[Saved entries]
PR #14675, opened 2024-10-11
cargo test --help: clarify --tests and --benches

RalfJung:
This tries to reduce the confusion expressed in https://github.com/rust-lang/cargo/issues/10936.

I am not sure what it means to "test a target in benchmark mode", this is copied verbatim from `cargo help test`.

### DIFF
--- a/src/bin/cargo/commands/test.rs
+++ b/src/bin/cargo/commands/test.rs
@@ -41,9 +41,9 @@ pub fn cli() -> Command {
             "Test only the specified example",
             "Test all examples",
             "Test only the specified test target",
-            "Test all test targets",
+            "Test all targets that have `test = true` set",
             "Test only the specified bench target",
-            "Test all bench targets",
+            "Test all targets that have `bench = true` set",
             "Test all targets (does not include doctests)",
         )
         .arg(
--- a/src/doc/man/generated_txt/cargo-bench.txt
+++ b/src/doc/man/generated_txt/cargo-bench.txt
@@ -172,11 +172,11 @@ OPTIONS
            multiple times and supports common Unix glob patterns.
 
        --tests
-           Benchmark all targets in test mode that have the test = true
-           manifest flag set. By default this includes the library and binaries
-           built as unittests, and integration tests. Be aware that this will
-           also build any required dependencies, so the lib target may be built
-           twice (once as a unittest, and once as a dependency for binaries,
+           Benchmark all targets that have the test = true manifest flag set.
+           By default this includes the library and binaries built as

◆ Problem description
If a line in the data above contains the string "manifest", count it; then state only the total.

◆ Answer to the exercise
2